Directions for this task: From the entries below, pull out each line where "continue" appears.
::::
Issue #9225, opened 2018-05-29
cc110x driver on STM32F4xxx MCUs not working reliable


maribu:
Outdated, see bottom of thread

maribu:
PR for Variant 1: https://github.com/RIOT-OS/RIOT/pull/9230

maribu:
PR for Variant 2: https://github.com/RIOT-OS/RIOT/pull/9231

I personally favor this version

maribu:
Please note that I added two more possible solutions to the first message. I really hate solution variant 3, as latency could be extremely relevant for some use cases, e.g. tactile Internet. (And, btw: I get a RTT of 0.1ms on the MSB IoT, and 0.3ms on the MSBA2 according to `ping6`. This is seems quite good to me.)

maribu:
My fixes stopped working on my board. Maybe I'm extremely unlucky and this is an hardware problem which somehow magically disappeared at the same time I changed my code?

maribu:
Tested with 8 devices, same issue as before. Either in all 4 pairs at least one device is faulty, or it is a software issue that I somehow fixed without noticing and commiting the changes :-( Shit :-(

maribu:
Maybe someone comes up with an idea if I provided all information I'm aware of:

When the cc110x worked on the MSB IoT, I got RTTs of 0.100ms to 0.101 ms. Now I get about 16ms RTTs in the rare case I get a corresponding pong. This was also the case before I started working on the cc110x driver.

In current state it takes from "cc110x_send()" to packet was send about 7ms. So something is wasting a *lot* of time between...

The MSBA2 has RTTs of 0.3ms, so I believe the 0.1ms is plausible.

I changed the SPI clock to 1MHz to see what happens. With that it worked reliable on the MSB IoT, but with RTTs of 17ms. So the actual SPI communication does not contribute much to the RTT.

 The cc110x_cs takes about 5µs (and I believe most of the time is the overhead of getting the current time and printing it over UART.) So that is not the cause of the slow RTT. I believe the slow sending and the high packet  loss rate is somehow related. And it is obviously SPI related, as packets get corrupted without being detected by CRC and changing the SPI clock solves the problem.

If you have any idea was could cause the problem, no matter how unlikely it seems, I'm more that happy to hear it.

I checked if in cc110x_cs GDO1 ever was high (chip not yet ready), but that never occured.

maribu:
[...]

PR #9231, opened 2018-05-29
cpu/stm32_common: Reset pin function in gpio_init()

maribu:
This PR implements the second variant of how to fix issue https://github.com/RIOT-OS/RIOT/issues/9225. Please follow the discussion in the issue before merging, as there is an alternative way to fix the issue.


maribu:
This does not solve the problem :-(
::::
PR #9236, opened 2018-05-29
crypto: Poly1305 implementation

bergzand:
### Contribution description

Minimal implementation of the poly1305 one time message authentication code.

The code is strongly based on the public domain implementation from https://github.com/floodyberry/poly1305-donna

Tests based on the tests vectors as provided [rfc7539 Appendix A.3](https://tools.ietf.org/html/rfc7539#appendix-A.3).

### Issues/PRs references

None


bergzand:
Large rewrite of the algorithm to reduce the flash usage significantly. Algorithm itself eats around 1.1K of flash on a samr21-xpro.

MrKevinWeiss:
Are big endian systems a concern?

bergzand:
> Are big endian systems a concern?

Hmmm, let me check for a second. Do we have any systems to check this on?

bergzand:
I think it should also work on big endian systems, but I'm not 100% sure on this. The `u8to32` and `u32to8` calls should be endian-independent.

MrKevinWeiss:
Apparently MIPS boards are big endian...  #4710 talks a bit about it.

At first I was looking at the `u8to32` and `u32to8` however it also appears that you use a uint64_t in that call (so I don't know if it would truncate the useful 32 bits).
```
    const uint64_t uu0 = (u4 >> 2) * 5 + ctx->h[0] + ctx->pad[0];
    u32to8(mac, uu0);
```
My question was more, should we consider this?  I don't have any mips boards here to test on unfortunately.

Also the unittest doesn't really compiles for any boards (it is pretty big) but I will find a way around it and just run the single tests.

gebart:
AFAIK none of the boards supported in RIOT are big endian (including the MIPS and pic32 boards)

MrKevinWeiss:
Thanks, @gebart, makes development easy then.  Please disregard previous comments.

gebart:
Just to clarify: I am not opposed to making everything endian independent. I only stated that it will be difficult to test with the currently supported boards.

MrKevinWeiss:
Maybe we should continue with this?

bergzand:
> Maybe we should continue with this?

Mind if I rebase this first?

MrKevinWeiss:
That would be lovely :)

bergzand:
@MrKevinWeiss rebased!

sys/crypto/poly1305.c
::::
Response for this exercise:
Maybe we should continue with this?
> Maybe we should continue with this?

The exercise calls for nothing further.